:: INFORMATION SUPPLIED

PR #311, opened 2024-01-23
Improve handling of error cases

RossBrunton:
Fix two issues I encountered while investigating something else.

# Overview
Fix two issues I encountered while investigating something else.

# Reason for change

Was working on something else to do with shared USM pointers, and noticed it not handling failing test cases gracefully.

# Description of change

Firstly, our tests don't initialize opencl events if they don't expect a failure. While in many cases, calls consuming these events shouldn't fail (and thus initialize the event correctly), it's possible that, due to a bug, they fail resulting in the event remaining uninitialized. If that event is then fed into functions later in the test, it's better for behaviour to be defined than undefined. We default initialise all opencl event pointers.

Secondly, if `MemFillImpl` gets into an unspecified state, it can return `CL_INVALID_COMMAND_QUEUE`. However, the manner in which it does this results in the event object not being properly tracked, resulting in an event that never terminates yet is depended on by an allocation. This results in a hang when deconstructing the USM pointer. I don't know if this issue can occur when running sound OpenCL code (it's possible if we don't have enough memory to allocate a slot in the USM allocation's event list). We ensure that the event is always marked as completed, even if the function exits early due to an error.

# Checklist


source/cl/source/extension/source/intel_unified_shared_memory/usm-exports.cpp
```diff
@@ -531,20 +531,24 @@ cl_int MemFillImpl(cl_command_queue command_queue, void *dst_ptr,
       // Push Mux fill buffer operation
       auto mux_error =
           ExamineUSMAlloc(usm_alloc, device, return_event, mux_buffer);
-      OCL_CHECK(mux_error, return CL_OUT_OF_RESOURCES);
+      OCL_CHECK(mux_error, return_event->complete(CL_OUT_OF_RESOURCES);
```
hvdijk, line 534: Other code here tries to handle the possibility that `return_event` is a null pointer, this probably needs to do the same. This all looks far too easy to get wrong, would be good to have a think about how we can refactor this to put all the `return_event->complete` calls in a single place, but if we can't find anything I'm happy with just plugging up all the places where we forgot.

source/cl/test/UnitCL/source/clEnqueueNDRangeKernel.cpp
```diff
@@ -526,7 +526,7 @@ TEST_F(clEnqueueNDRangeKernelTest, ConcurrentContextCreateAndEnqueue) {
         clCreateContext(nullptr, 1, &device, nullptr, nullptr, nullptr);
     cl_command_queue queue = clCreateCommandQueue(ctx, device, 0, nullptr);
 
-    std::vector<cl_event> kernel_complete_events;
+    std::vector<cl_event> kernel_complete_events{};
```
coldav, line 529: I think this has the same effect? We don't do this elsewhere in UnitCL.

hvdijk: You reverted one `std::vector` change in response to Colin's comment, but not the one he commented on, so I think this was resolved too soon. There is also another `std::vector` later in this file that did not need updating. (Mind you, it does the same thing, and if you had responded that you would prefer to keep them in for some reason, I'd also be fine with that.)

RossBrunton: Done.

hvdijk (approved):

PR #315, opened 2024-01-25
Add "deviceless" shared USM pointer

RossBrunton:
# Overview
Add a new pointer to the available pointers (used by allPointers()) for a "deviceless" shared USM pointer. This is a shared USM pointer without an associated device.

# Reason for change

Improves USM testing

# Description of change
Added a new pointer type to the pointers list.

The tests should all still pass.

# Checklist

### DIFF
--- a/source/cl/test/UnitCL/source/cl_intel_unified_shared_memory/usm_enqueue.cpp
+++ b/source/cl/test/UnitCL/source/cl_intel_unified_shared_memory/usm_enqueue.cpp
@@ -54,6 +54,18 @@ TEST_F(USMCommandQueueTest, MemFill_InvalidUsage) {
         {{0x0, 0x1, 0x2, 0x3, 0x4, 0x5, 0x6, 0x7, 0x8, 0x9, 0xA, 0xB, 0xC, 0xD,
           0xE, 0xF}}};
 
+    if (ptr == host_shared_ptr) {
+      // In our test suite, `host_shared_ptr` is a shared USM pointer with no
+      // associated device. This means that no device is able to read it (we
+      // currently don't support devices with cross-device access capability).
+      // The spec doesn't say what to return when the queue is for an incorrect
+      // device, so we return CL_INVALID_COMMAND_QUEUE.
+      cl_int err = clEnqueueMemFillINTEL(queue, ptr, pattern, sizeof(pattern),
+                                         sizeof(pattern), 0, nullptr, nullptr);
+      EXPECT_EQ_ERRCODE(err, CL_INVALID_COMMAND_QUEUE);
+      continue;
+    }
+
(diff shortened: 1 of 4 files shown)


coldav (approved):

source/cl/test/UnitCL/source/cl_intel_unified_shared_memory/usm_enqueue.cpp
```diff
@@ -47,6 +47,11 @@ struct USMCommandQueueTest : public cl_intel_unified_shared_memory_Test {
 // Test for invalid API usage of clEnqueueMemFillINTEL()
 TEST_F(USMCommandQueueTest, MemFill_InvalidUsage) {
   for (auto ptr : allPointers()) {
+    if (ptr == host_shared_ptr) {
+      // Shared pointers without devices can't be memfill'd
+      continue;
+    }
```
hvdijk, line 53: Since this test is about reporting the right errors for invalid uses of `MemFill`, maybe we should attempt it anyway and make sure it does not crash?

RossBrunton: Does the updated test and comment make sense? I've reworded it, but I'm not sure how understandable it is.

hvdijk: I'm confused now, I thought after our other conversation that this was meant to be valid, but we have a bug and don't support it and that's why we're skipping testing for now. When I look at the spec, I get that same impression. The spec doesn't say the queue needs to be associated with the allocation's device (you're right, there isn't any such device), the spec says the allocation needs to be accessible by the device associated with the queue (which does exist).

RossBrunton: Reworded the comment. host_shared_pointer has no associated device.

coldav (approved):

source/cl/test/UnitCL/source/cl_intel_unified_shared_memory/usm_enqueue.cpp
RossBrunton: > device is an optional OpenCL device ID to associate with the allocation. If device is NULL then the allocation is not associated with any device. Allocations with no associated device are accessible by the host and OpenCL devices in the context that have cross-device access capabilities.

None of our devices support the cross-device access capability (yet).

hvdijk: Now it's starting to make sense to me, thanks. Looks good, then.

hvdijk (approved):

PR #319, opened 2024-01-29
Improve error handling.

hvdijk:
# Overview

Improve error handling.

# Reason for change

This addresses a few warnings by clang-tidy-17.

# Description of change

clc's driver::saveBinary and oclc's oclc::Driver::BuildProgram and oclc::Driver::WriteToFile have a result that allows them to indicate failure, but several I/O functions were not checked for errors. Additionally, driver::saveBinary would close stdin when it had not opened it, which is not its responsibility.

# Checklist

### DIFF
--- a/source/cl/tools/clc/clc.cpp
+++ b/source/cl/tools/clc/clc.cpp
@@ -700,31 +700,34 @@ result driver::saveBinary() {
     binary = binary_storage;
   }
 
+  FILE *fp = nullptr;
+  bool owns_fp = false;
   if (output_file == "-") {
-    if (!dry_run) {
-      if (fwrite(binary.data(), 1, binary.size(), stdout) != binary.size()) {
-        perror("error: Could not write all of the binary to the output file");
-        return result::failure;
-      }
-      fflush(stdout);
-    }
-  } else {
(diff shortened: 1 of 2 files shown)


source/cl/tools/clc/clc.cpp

::::
:: INFORMATION SUPPLIED

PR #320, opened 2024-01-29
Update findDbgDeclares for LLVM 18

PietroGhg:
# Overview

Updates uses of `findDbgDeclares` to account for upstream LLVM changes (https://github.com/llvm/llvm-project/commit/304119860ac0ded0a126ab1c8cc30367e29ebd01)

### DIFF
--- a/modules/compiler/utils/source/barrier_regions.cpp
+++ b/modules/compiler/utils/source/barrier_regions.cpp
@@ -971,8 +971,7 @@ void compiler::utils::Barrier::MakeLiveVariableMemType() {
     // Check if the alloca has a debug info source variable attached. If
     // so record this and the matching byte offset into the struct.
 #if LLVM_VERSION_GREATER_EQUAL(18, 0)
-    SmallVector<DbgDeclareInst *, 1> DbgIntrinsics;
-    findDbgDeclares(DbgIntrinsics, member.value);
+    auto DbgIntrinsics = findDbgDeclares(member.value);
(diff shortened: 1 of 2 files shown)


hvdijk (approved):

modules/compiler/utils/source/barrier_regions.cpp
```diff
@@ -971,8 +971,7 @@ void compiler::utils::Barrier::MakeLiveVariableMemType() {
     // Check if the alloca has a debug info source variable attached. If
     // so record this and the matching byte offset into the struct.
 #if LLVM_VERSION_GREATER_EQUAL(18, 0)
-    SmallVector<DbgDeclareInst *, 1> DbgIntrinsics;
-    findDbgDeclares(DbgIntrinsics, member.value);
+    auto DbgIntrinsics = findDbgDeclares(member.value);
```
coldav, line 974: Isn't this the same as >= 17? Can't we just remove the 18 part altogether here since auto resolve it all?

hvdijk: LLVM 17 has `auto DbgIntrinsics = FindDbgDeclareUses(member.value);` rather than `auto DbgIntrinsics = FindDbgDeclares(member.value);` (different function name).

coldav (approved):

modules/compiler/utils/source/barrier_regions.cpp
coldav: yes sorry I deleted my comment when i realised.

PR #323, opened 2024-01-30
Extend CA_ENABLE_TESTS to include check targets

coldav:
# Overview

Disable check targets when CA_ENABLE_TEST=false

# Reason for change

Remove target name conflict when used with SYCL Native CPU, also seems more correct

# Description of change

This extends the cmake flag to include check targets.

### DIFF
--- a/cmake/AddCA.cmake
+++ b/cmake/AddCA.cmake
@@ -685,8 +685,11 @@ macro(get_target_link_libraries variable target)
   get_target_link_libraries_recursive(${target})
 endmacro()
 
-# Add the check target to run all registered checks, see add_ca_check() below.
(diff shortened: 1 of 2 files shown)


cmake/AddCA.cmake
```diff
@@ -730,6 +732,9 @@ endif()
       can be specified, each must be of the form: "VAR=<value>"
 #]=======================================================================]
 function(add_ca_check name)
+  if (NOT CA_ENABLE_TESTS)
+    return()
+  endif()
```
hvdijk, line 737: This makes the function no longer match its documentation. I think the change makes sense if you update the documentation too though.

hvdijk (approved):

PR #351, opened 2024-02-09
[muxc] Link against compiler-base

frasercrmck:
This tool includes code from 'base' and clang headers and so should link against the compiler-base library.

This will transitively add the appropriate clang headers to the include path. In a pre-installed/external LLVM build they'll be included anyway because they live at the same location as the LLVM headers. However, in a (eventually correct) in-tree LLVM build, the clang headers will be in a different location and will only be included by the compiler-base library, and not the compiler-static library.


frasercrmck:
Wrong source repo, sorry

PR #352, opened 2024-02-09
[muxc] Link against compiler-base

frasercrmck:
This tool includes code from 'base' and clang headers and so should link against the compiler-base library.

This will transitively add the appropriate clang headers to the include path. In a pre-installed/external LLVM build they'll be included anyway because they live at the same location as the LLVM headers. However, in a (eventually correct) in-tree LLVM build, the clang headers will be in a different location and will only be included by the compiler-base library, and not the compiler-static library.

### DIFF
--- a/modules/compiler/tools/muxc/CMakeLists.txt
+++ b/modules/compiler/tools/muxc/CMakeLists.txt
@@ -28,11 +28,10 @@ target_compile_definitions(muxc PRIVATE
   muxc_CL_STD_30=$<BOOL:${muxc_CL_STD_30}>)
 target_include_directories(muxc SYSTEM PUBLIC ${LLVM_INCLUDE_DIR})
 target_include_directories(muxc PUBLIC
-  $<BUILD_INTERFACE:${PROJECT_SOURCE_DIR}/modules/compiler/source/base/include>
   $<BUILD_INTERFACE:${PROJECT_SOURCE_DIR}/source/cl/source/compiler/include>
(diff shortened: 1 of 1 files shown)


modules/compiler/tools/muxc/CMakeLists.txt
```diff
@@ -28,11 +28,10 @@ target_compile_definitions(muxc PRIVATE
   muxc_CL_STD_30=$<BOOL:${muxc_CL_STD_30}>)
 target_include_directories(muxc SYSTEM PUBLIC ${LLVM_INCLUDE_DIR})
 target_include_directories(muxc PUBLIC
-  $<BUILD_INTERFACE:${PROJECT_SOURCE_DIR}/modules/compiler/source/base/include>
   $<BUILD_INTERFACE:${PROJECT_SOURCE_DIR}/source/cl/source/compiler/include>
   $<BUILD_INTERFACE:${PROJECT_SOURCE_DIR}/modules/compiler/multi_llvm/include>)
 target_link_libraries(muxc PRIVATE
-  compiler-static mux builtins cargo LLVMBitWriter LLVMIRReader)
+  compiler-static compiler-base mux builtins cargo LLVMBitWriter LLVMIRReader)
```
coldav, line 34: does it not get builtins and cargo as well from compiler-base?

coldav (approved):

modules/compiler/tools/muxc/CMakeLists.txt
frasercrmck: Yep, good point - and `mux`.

::::

In the entries above, please find the line with "PR #311, opened 2024-01-23" and the line with "Firstly, our tests", then write out exactly those two lines and every line between them, and nothing more.

### RESPONSE TO THE TASK
PR #311, opened 2024-01-23
Improve handling of error cases

RossBrunton:
Fix two issues I encountered while investigating something else.

# Overview
Fix two issues I encountered while investigating something else.

# Reason for change

Was working on something else to do with shared USM pointers, and noticed it not handling failing test cases gracefully.

# Description of change

Firstly, our tests don't initialize opencl events if they don't expect a failure. While in many cases, calls consuming these events shouldn't fail (and thus initialize the event correctly), it's possible that, due to a bug, they fail resulting in the event remaining uninitialized. If that event is then fed into functions later in the test, it's better for behaviour to be defined than undefined. We default initialise all opencl event pointers.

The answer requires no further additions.